1) Scenario: Section GG, determining usual performance
Per CMS: "Do not record the resident's best performance and do not record the resident's worst performance, but rather record the resident's usual performance."
Based on this guidance what would be the usual performance for data entered in the 3-day assessment window for eating where there is Independent (6x), Supervision (4x), Partial (2x), Dependent (1x)? (Since we no longer use the Rule of 3).
Does this mean that it can never be Independent because that is the best performance? If yes, would the usual performance then be Supervision?
Data entered in the 3-day assessment window for Transfer
9. Not applicable (6x), Partial (4x), Substantial (3x), Supervision (1)
Are the ‘Not Attempted Codes’ (07, 09, 10, 88) not considered when determining usual performance if there is at least 1 level of assistance documented during the observation window? In the example, would only Partial (4x), Substantial (3x), and Supervision (1) be looked at to determine the usual performance?
2) For Section N, since we code to medication classification, Insulin is classified as a Hormone, do we still code it under Hypoglycemic?
3) The following question was received on 7/11/2024: A resident returned to the facility with orders to start skilled services on 7/03/24. Since they were a previous resident, a DCRA was completed when the resident was discharged to the hospital. When the resident returned, I initiated a 5-day stand-alone assessment as the resident returned with skilled orders. The resident level of function didn't warrant a significant change and no quarterly assessment was needed at the time of return. On 7/08/24 a notice was received that the last day of skilled services will be 7/10/24. Can the ARD be changed on the 5-day PPS assessment and combined with the DC skilled assessment? Or do they both need to be stand-alone assessments?
4) I have a resident who declined to disclose their race and ethnicity. I am documenting that the resident declined to answer both of these. The rest of the responses are required to be answered. Is "no" marked for each item so that the MDS can be completed?
5) Residents who receive Avastin injections to the eyes during the reference period, would this count as an injection?
6) Is it acceptable to correct an MDS for a resident who expired approximately a month ago?
7) When is the appropriate timeframe to code question B0100 on the MDS? Do you all code it prior to the ARD or after?

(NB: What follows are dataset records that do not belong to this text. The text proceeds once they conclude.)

PR #853, opened 2022-11-10
Add evaluation

anatheka:
This PR adds the `evaluation` service. This service aggregates assessment results and provides an overview if a control catalog is fulfilled or not.


api/evaluation/evaluation.proto
```diff
@@ -0,0 +1,133 @@
...
+
+
+ option go_package = "clouditor.io/clouditor/api/evaluation";
+
+ // This service represents the Evaluation Interface
+ service Evaluation {
+    // StartEvaluation evaluates all assessment results of an service based on its Target of Evaluation (binding of a cloud service to a catalog). The assessment results are evaluated regarding the contol ID.
+    rpc StartEvaluation(StartEvaluationRequest) returns (StartEvaluationResponse) {
+    option (google.api.http) = {
+        post : "/v1/evaluation/evaluate/{category_name}/{control_id}/start"
```
oxisto, line 45: Do we really want to start the evaluation on an individual control level? We might need to evaluate all (selected) controls in a target of evaluation? Is this blocked by the PR that sets up the "continuously monitored" status?

api/evaluation/evaluation.proto
```diff
@@ -0,0 +1,133 @@
...
+        COMPLIANT = 1;
+        NOT_COMPLIANT = 2;
+        PENDING = 3;
+    }
+    
+    // Evaluation status
+    EvaluationStatus status = 2;
+    
+    // Reference to the control the evaluation was based on
+    string control = 3;
```
oxisto, line 119: do we need the category name here as well?

api/evaluation/evaluation.proto
```diff
@@ -0,0 +1,133 @@
...
+
+    // Time of evaluation
+    google.protobuf.Timestamp timestamp = 4
+      [ (tagger.tags) = "gorm:\"serializer:timestamppb;type:time\"" ];
+
+    // The cloud service this evaluation result belongs to
+    string cloud_service_id = 5;
```
oxisto, line 126: isn't this already included in the toe?

api/evaluation/evaluation.proto
```diff
@@ -0,0 +1,133 @@
...
+    string order_by = 12;
+    bool asc = 13;
+  }
+  message ListEvaluationResultsResponse {
+    repeated EvaluationResult results = 1;
+    string next_page_token = 2;
+  }
+
+message StartEvaluationRequest {
+    TargetOfEvaluation toe = 1;
```
oxisto, line 81: toe or target_of_evaluation? I think we only used toe in the URL but not in the fields. but not sure.

internal/testutil/prototest/prototest.proto
```diff
@@ -0,0 +1,44 @@
...
+// This file is part of Clouditor Community Edition.
+
+syntax = "proto3";
+package prototest;
+
+option go_package = "clouditor.io/clouditor/internal/testutil/prototest";
+
+// This is a test message. If a test needs a proto message, that one can be used. 
+// This has been created because of import cycles in the package util.
+message TestStruct {
```
oxisto, line 33: not entirely sure why this is needed :D

service/evaluation/evaluation.go
```diff
@@ -0,0 +1,429 @@
...
+		// TODO(anatheka): Do we need that? Or do we let it running?
+		// Delete evaluation entry, it is no longer needed if we don't get the assessment results from the orchestrator
+		s.evaluationMutex.Lock()
+		delete(s.evaluation, createSchedulerTag(req.Toe.CloudServiceId, req.ControlId))
+		s.evaluationMutex.Unlock()
+		return
+	}
+
+	// Get mapping assessment results related to the metric
+	mappingList := getMapping(assessmentResults, metrics)
```
oxisto, line 265: I would extract this into the `ListAssessmentResults` call of the orchestrator.

api/evaluation/evaluation.proto
anatheka: Yes, that is blocked by that. I just wanted to do it first with an individual control and then we'll update it when the PR is ready.

anatheka: Not necessarily, but it makes it easier. But I remove the category when the other PR is ready.

api/evaluation/evaluation.proto
anatheka: :+1:

api/evaluation/evaluation.proto
anatheka: You're right. I will change that.

internal/testutil/prototest/prototest.proto
anatheka: That is needed for internal/util/struct_test.go. There the Certificate struct was used. And it came to an import     errors when using a function in the internal/util/deref.go.

service/evaluation/evaluation.go
anatheka: @oxisto should I start a PR for that or do you have something where you can add it?

api/evaluation/evaluation.proto
anatheka: Oh, I was in the wrong line. I don 't know if we need the category name, but we can add it.

anatheka:
Is it possible that a control has sub-controls and metrics?

anatheka:
Do we want the whole assessment result in evaluationResult.FailingAssessmentResults or only the ID?

anatheka:
> How to fix that error?
> 
> `cannot use req (variable of type *"clouditor.io/clouditor/api/evaluation".StopEvaluationRequest) as service.IncomingRequest value in argument to service.ValidateRequest: *"clouditor.io/clouditor/api/evaluation".StopEvaluationRequest does not implement service.IncomingRequest (missing method Validate) [service/evaluation/evaluation.go](https://github.com/clouditor/clouditor/blob/60d8035411410a14e73fa7b63f273ff5c1b6a80f/service/evaluation/evaluation.go#L280-L280)`

api/evaluation/evaluation.proto
```diff
@@ -0,0 +1,145 @@
...
+ import "api/orchestrator/orchestrator.proto";
+ import "tagger/tagger.proto";
+ import "validate/validate.proto";
+
+ option go_package = "clouditor.io/clouditor/api/evaluation";
+
+ // This service represents the Evaluation Interface
+ service Evaluation {
+    // StartEvaluation evaluates all assessment results of an service based on its Target of Evaluation (binding of a cloud service to a catalog). The assessment results are evaluated regarding the contol ID.
+    rpc StartEvaluation(StartEvaluationRequest) returns (StartEvaluationResponse) {
```
oxisto, line 43: Is the evaluation then executed regularly on its own after this call? This would be good  to document as well.

api/evaluation/evaluation.proto
```diff
@@ -0,0 +1,145 @@
...
+    option (google.api.http) = {
+        post : "/v1/evaluation/evaluate/start"
+        body : "*"
+      };
+     } 
+
+    // StopEvaluation stop the evaluation for the given Cloud Service
```
oxisto, line 50:
```suggestion
    // StopEvaluation stops the evaluation for the given target of evaluation
```

api/evaluation/evaluation.proto
```diff
@@ -0,0 +1,145 @@
...
+ import "validate/validate.proto";
+
+ option go_package = "clouditor.io/clouditor/api/evaluation";
+
+ // This service represents the Evaluation Interface
+ service Evaluation {
+    // StartEvaluation evaluates all assessment results of an service based on its Target of Evaluation (binding of a cloud service to a catalog). The assessment results are evaluated regarding the contol ID.
+    rpc StartEvaluation(StartEvaluationRequest) returns (StartEvaluationResponse) {
+    option (google.api.http) = {
+        post : "/v1/evaluation/evaluate/start"
```
oxisto, line 45: path parameters in post-query are missing

api/evaluation/evaluation.proto
```diff
@@ -0,0 +1,145 @@
...
+        post : "/v1/evaluation/evaluate/{category_name}/{control_id}/stop"
+        body : "target_of_evaluation"
+        };
+    } 
+
+    // List all evaluation results. Part of the public API, also exposed as REST.
+    rpc ListEvaluationResults(ListEvaluationResultsRequest)
+        returns (ListEvaluationResultsResponse) {
+        option (google.api.http) = {
+            get : "/v1/evaluation/results"
```
oxisto, line 62: additional bindings for filtering per cloud service?

api/evaluation/evaluation.proto
```diff
@@ -0,0 +1,145 @@
...
+    string order_by = 12;
+    bool asc = 13;
+  }
+  message ListEvaluationResultsResponse {
+    repeated EvaluationResult results = 1;
+    string next_page_token = 2;
+  }
+
+message StartEvaluationRequest {
+    clouditor.orchestrator.v1.TargetOfEvaluation target_of_evaluation = 1
```
oxisto, line 85: do we really want the complete message here and not just the service ID and the catalog ID?

api/evaluation/evaluation.proto
```diff
@@ -0,0 +1,145 @@
...
+    optional int32 interval = 2;
+}
+
+message StartEvaluationResponse {
+    bool status = 1; 
+    string status_message = 2; 
+}
+
+message StopEvaluationRequest {
+    clouditor.orchestrator.v1.TargetOfEvaluation target_of_evaluation = 1
```
oxisto, line 97: see comment above

service/orchestrator/orchestrator.go
```diff
@@ -53,7 +53,7 @@ var log *logrus.Entry
 
 var DefaultMetricsFile = "metrics.json"
 
-var DefaultCatalogsFile = "catalogs.json"
+var DefaultCatalogsFile = "demo_catalogs.json"
```
oxisto, line 56: we do not want to store the whole EUCS here ;)

oxisto (commented):
First round of comments, will look at the actual evaluation implementation later.

api/evaluation/evaluation.proto
anatheka: You are right, after the other changes, we can get the ToE from the orchestrator. :+1:

service/orchestrator/orchestrator.go
anatheka: But we are not storing the whole EUCS catalog here. I only changed the naming from catalogs to demo_catalogs.json. The content is the same as before. Or do I miss something?

oxisto: You added the whole EUCS in service/orchestrator/eucs_catalogs.json

anatheka: Oh, you are right. I don't know what happened.... I will change it.

anatheka:
I doesn't like the WaitGroups for the sub-controls. Currently it is as follows: 
If the evaluation for a sub-control is started it starts as one job. That is easy. 
If the evaluation for a parent control is started all sub-controls are started as well and the parent control waits with its evaluation until all the sub-controls are evaluated. This is done with the WaitGroups. 

I see a problems with this approach: Maybe we want to change the evaluated sub-controls. Than we have to restart all jobs for the sub-controls and the parent control (without the affected sub-control). Otherwise we will stuck in the WaitGroup.

Maybe we should start the parent and sub-controls individually and use for the parent control evaluation only the last evaluation results of the sub-controls. Than we have to wait a moment for the evaluation of a parent control and maybe we use "old" results (depends on the time interval what old means), but I think that would be a better approach.

service/evaluation/evaluation.go
```diff
@@ -0,0 +1,853 @@
...
+	// Scheduler tags must be unique to find the jobs by tag name
+	s.scheduler.TagsUnique()
+
+	// Add the controls_in_scope of the target_of_evaluation including their sub-controls to the scheduler
+	for _, c := range toe.GetControlsInScope() {
+		var controls []*orchestrator.Control
+
+		// TODO(anatheka): I think we do not need that anymore as we are using the controls from the ToE and these should be ok.
+		// We must get the control from the orchestrator, as we do not know if the request is correct and the parent_ids are probably missing
+		control, err := s.getControl(c.GetCategoryCatalogId(), c.GetCategoryName(), c.GetId())
```
oxisto, line 223: As discussed in the call: Only use the sub controls specified in the `controlsInScope` and NOT fetch any (sub)controls from orchestrator.

oxisto:
Currently blocked, until we merge https://github.com/clouditor/clouditor/pull/976

api/evaluation/evaluation.proto
```diff
@@ -0,0 +1,164 @@
...
+message EvaluationResult {
+  // Evaluation result id
+  string id = 1
+    [(validate.rules).string = {ignore_empty : true, uuid : true}]; 
+
+  // The Cloud Service ID the evaluation belongs to
+  string cloud_service_id = 2
+  [(validate.rules).string = {ignore_empty : true, uuid : true}]; 
+
+  // The category the control belongs to
```
oxisto, line 129: ?

api/evaluation/evaluation.proto
```diff
@@ -0,0 +1,164 @@
...
+
+  // The Cloud Service ID the evaluation belongs to
+  string cloud_service_id = 2
+  [(validate.rules).string = {ignore_empty : true, uuid : true}]; 
+
+  // The category the control belongs to 
+  string category_name = 3
+    [(validate.rules).string.min_len = 1]; 
+
+  // The catalog the control belongs to
```
oxisto, line 133: the control?

api/evaluation/evaluation.proto
```diff
@@ -0,0 +1,164 @@
...
+  // The catalog the control belongs to 
+  string catalog_id = 4
+    [(validate.rules).string.min_len = 1]; 
+
+  // The evaluated resource 
+  string resource_id = 5
+    [(validate.rules).string.min_len = 1]; 
+  
+    enum EvaluationStatus {
+    STATUS_UNSPECIFIED = 0;
```
oxisto, line 142: enum style: should be EVALUATION_STATUS_UNSPECIFIED and the others should begin with EVALUATION_STATUS

api/evaluation/evaluation.proto
```diff
@@ -0,0 +1,164 @@
...
+  // The control id the evaluation was based on
+  string control_id = 7
+    [(validate.rules).string.min_len = 1];
+  
+  // Time of evaluation
+  google.protobuf.Timestamp timestamp = 8
+    [(tagger.tags) = "gorm:\"serializer:timestamppb;type:time\"" ];
+
+  // List of assessment results because of which the evaluation status is not 'compliant'
+  repeated string failing_assessment_results_id = 9 [
```
oxisto, line 161: result_ids?

cmd/engine/engine.go
```diff
@@ -255,7 +259,7 @@ func doCmd(_ *cobra.Command, _ []string) (err error) {
 			}),
 	)
 
-	orchestratorService = service_orchestrator.NewService(service_orchestrator.WithStorage(db))
+	orchestratorService = service_orchestrator.NewService(service_orchestrator.WithStorage(db), service_orchestrator.WithCatalogsFile("eucs_catalogs.json"))
```
oxisto, line 262: remove hardcoded catalog path.

service/evaluation/evaluation.go
```diff
@@ -0,0 +1,845 @@
...
+	"time"
+
+	"clouditor.io/clouditor/api"
+	"clouditor.io/clouditor/api/assessment"
+	"clouditor.io/clouditor/api/evaluation"
+	"clouditor.io/clouditor/api/orchestrator"
+	"clouditor.io/clouditor/internal/util"
+	"clouditor.io/clouditor/persistence"
+	"clouditor.io/clouditor/persistence/inmemory"
+	"clouditor.io/clouditor/service"
```
oxisto, line 43: Formatting looks odd

service/evaluation/evaluation.go
```diff
@@ -0,0 +1,845 @@
...
+	// defaultinterval is the default interval time for the scheduler. If no interval is set in the StartEvaluationRequest, the default value is taken.
+	defaultInterval int = 5
+)
+
+type grpcTarget struct {
+	target string
+	opts   []grpc.DialOption
+}
+
+type WaitGroup struct {
```
oxisto, line 71: unexport?

service/evaluation/evaluation.go
```diff
@@ -0,0 +1,845 @@
...
+		}
+
+		// parentSchedulerTag is the tag for the parent control (e.g., OPS-13)
+		parentSchedulerTag = getSchedulerTag(toe.GetCloudServiceId(), control.GetId())
+
+		// Add number of sub-controls to the WaitGroup. For the control (e.g., OPS-13) we have to wait until all the sub-controls (e.g., OPS-13.1) are ready.
+		// Control is a parent control if no parentControlId exists.
+		s.wg[parentSchedulerTag] = &WaitGroup{
+			wg:      &sync.WaitGroup{},
+			wgMutex: sync.Mutex{},
```
oxisto, line 255: What's the point of the mutex *inside* the map? Shouldn't the mutex protect the map? The wait group itself should already be thread-safe. Not quite sure what you want to achieve here :)

service/evaluation/evaluation.go
```diff
@@ -0,0 +1,845 @@
...
+	)
+
+	// Validate request
+	err = service.ValidateRequest(req)
+	if err != nil {
+		err = status.Errorf(codes.InvalidArgument, "%v", err)
+		return
+	}
+
+	// Get Target of Evaluation. The Target of Evaluation is retrieved to get the controls_in_scope, which are then stopped from the evaluation.
```
oxisto, line 306: Wouldn't it be easier to have a tag for the ToE itself (cloudservice+catalog) instead of looping over all controls again? Seems fragile.

service/evaluation/evaluation.go
```diff
@@ -0,0 +1,845 @@
...
+	schedulerTag := getSchedulerTag(toe.GetCloudServiceId(), c.GetId())
+
+	// Regarding the control level the specific method is called every X minutes based on the given interval. We have to decide if a sub-control is started individually or a parent control that has to wait for the results of the sub-controls.
+	// If a parent control with its sub-controls is started, the parentSchedulerTag is empty and the ParentControlId is not set.
+	// If a sub-control is started individually the parentSchedulerTag is empty and ParentControlId is set.
+	if parentSchedulerTag == "" && c.ParentControlId == nil { // parent control
+		_, err = s.scheduler.
+			Every(interval).
+			Minute().
+			Tag(schedulerTag).
```
oxisto, line 456: Here I would add an additional tag about the ToE so we can quickly stop the evaluation again without knowing all the controls

service/evaluation/evaluation.go
```diff
@@ -0,0 +1,845 @@
...
+		evalResult *evaluation.EvaluationResult
+	)
+
+	log.Infof("Start control evaluation for Cloud Service '%s', Catalog ID '%s' and Control '%s'", toe.CloudServiceId, toe.CatalogId, controlId)
+
+	// Wait till all sub-controls are evaluated
+	s.wg[schedulerTag].wg.Wait()
+
+	// For the next iteration set wg again to the number of sub-controls
+	s.wg[schedulerTag].wgMutex.Lock()
```
oxisto, line 490: Lock is not necessary here in my opinion

service/evaluation/evaluation.go
```diff
@@ -0,0 +1,845 @@
...
+
+		// Create evaluation result
+		eval = &evaluation.EvaluationResult{
+			Id:                         uuid.NewString(),
+			Timestamp:                  timestamppb.Now(),
+			CategoryName:               categoryName,
+			ControlId:                  controlId,
+			CloudServiceId:             toe.GetCloudServiceId(),
+			CatalogId:                  toe.GetCatalogId(),
+			ResourceId:                 result[0].GetResourceId(), // It does not matter which element is used here, since they all have the same resource_id.
```
oxisto, line 626: the cleaner solution would be to use the key of the `assessmentResultsMap`

service/evaluation/evaluation.go
```diff
@@ -0,0 +1,845 @@
...
+		}
+	} else {
+		log.Debugf("no metrics are available for the given control")
+	}
+
+	// Here the actual evaluation takes place. For every resource_id we check if the asssessment results are compliant. If the latest assessment result per resource_id is not compliant the whole evaluation status is set to NOT_COMPLIANT. Furthermore, all non-compliant assessment_result_ids are stored in a separate list.
+
+	// Get a map of the assessment results, so that we have all assessment results for a specific resource_id and metric_id together for evaluation
+	assessmentResultsMap := getAssessmentResultMap(assessmentResults)
+	for _, result := range assessmentResultsMap {
```
oxisto, line 596: better name would probably be `results`, since its a list, otherwise its confusing.

api/evaluation/evaluation.proto
anatheka: My thought: The evaluation is based on a specific control, but the control_id is only unique in combination with the catalog_id and category_name. So, we need all three informations and the category_name and catalog_id belong to the control_id.

service/evaluation/evaluation.go
anatheka: Thatś right, I think this is an old mutex from the beginning that is now obsolete.  I will change that and try :)

api/evaluation/evaluation.proto
anatheka: What do you mean?

oxisto: maybe we should write something like 
```suggestion
  // The category the control (that was evaluated) belongs to 
```

Or something like that

api/evaluation/evaluation.proto
oxisto: Yes that makes sense. I was just referring to the docstring and was a bit confused why a control catalog was here.

api/evaluation/evaluation.proto
```diff
@@ -0,0 +1,165 @@
...
+  // The Cloud Service ID the evaluation belongs to
+  string cloud_service_id = 2
+  [(validate.rules).string = {ignore_empty : true, uuid : true}]; 
+
+  // The control id the evaluation was based on
+  string control_id = 3
+    [(validate.rules).string.min_len = 1];
+  
+  // The category the control belongs to 
+  string category_name = 4
```
oxisto, line 134: A better name would probably be:
```suggestion
  string control_category_name = 4
```

Then its clear that it is the category of the control and not a category of the eval result

service/evaluation/evaluation.go
anatheka: See the answer above. Now I am adding a scheduler for each ToE and remove it when stopping the evaluation for the specific ToE.

service/evaluation/evaluation.go
oxisto: I think both approaches work, so what ever you prefer.

service/evaluation/evaluation_test.go
```diff
@@ -0,0 +1,2145 @@
...
+				wantControl.Controls[0].Metrics = nil
+
+				if !proto.Equal(gotControl, wantControl) {
+					t.Errorf("Service.GetControl() = %v, want %v", gotControl, wantControl)
+					wantControl.Controls[0].Metrics = tmpMetrics
+					return false
+				}
+
+				wantControl.Controls[0].Metrics = tmpMetrics
+				return true
```
anatheka, line 1284: Does anyone have an idea on how to do this better?

oxisto: I am not quite sure what you want to achieve?

oxisto:
> TODO: Add the request filter, do we have some guideline for that?

Should be straightforward, since all calls have the cloud service ID in the request. So calling CheckAccess should be enough.

cmd/engine/engine.go
```diff
@@ -272,8 +276,20 @@ func doCmd(_ *cobra.Command, _ []string) (err error) {
 			},
 		),
 	)
+
 	evidenceStoreService = service_evidenceStore.NewService(service_evidenceStore.WithStorage(db))
 
+	evaluationService = service_evaluation.NewService(
+		service_evaluation.WithOAuth2Authorizer(
```
oxisto, line 283: WithStorage(db) is missing here

internal/testdata/testdata.go
```diff
@@ -7,6 +7,8 @@ import (
 )
 
 const (
+	MockOrchestratorAddress = "localhost:9090"
```
oxisto, line 10: shouldn't the mock orchestrator address something like "bufnet"?

internal/testutil/prototest/prototest.proto
```diff
@@ -41,4 +41,4 @@ message TestStruct {
         PENDING = 3;
```
oxisto, line 41: This file is weirdly formatted

internal/util/slice.go
```diff
@@ -0,0 +1,38 @@
...
+// $$ /      $$ |$$ /  $$ |$$ |  $$ |$$ /  $$ |$$ |  $$ |    $$ /  $$ |$$ | \__|
+// $$ |      $$ |$$ |  $$ |$$ |  $$ |$$ |  $$ |$$ |  $$ |$$\ $$ |  $$ |$$ |
+// \$$$$$$\  $$ |\$$$$$   |\$$$$$   |\$$$$$$  |$$ |  \$$$   |\$$$$$   |$$ |
+//  \_______|\__| \______/  \______/  \_______|\__|   \____/  \______/ \__|
+//
+// This file is part of Clouditor Community Edition.
+
+package util
+
+func RemoveIndexFromSlice[T any](slice []T, index int) []T {
```
oxisto, line 28: We can replace this with https://pkg.go.dev/golang.org/x/exp/slices#Delete from the experimental `slices` package, which should already be imported.

oxisto: And it seems to be unused anyway.

internal/util/slice_test.go
oxisto, line 1: Can be removed

service/evaluation/evaluation.go
```diff
@@ -0,0 +1,783 @@
...
+
+const (
+	// DefaultOrchestratorAddress specifies the default gRPC address of the orchestrator service.
+	DefaultOrchestratorAddress = "localhost:9090"
+
+	// defaultinterval is the default interval time for the scheduler. If no interval is set in the StartEvaluationRequest, the default value is taken.
+	defaultInterval int = 5
+)
+
+type grpcTarget struct {
```
oxisto, line 66: We should definitely move this type to `service` or `internal/service` because we define it like 4 times. I will prepare this in a separate PR.

service/evaluation/evaluation.go
```diff
@@ -0,0 +1,783 @@
...
+func (s *Service) SetAuthorizer(auth api.Authorizer) {
+	s.authorizer = auth
+}
+
+// Authorizer implements UsesAuthorizer
+func (s *Service) Authorizer() api.Authorizer {
+	return s.authorizer
+}
+
+// StartEvaluation is a method implementation of the evaluation interface: It periodically starts the evaluation of a cloud service and the given controls_in_scope (e.g., EUCS OPS-13, EUCS OPS-13.2) in the target_of_evaluation. If no inteval time is given, the default value is used.
```
oxisto, line 169:
```suggestion
// StartEvaluation is a method implementation of the evaluation interface: It periodically starts the evaluation of a cloud service based on its given controls_in_scope (e.g., EUCS OPS-13, EUCS OPS-13.2) in the target_of_evaluation. If no interval time is given, the default value is used.
```

service/evaluation/evaluation.go
```diff
@@ -0,0 +1,783 @@
...
+		toe                *orchestrator.TargetOfEvaluation
+		toeTag             string
+	)
+
+	// Validate request
+	err = service.ValidateRequest(req)
+	if err != nil {
+		return nil, status.Errorf(codes.InvalidArgument, "%v", err)
+	}
+
```
oxisto, line 183: Add `CheckAccess` here

service/evaluation/evaluation.go
```diff
@@ -0,0 +1,783 @@
...
+		parentSchedulerTag string
+		interval           int
+		toe                *orchestrator.TargetOfEvaluation
+		toeTag             string
+	)
+
+	// Validate request
+	err = service.ValidateRequest(req)
+	if err != nil {
+		return nil, status.Errorf(codes.InvalidArgument, "%v", err)
```
oxisto, line 181: You should directly return the `err` here, it's already wrapped in a gRPC error. That is even documented in the function ;)

service/evaluation/evaluation.go
```diff
@@ -0,0 +1,783 @@
...
+		return nil, status.Errorf(codes.Internal, "%s", err)
+	}
+
+	// Get Target of Evaluation. The Target of Evaluation is retrieved to get the controls_in_scope, which are then evaluated.
+	toe, err = s.orchestratorClient.GetTargetOfEvaluation(context.Background(), &orchestrator.GetTargetOfEvaluationRequest{
+		CloudServiceId: req.GetCloudServiceId(),
+		CatalogId:      req.GetCatalogId(),
+	})
+	if err != nil {
+		err = fmt.Errorf("could not get target of evaluation: %v", err)
```
oxisto, line 205:
```suggestion
		err = fmt.Errorf("could not get target of evaluation: %w", err)
```

service/evaluation/evaluation.go
```diff
@@ -0,0 +1,783 @@
...
+	if req.GetInterval() == 0 {
+		interval = defaultInterval
+	} else {
+		interval = int(req.GetInterval())
+	}
+
+	// Get orchestrator client. The orchestrator client is used to retrieve necessary information from the Orchestrator, such as assessment_results, controls or targets_of_evaluation.
+	err = s.initOrchestratorClient()
+	if err != nil {
+		err = fmt.Errorf("could not set orchestrator client: %v", err)
```
oxisto, line 194:
```suggestion
		err = fmt.Errorf("could not set orchestrator client: %w", err)
```

service/evaluation/evaluation.go
```diff
@@ -0,0 +1,783 @@
...
+		CloudServiceId: req.GetCloudServiceId(),
+		CatalogId:      req.GetCatalogId(),
+	})
+	if err != nil {
+		err = fmt.Errorf("could not get target of evaluation: %v", err)
+		log.Error(err)
+		return nil, status.Errorf(codes.Internal, "%s", err)
+	}
+
+	// toeTag is the tag for the scheduler that contains the scheduler jobs for the specific ToE
```
oxisto, line 210: toe tag is maybe not a really suitable name for a variable ;) https://en.wikipedia.org/wiki/Toe_tag

service/evaluation/evaluation.go
```diff
@@ -0,0 +1,783 @@
...
+			controls []*orchestrator.Control
+		)
+
+		// If the control does not have sub-controls don't start a scheduler.
+		if control.ParentControlId != nil {
+			continue
+		}
+
+		// Collect control including sub-controls from the controls_in_scope slice to start them later as scheduler jobs
+		controls = append(controls, control)
```
oxisto, line 241: Can be merged into one line:
```
controls = append(controls, control, control.GetControls()...)
```

service/evaluation/evaluation.go
```diff
@@ -0,0 +1,783 @@
...
+		controls = append(controls, control.GetControls()...)
+
+		// parentSchedulerTag is the tag for the parent control (e.g., OPS-13)
+		parentSchedulerTag = getSchedulerTag(toe.GetCloudServiceId(), toe.GetCatalogId(), control.GetId())
```
oxisto, line 245: shouldn't the category name also be included? on the other hand, you probably won't need the cloud service ID because your schedulers are already limited to a ToE

service/evaluation/evaluation.go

8) Is there a report in IQIES that can be run monthly to show short-stay claim measures (e.g., successful return to community, rehospitalization, or ER visits)?
9) Clarification on accurate coding in Section GG for sit-to-stand transfers, toilet transfers, and chair-to-bed/bed-to-chair transfers with the use of a stand lift with the assistance of one. With the assist of 2 this would be coded as dependent but if the resident can hold on and place their feet on the platform for the transfer what would be the accurate coding?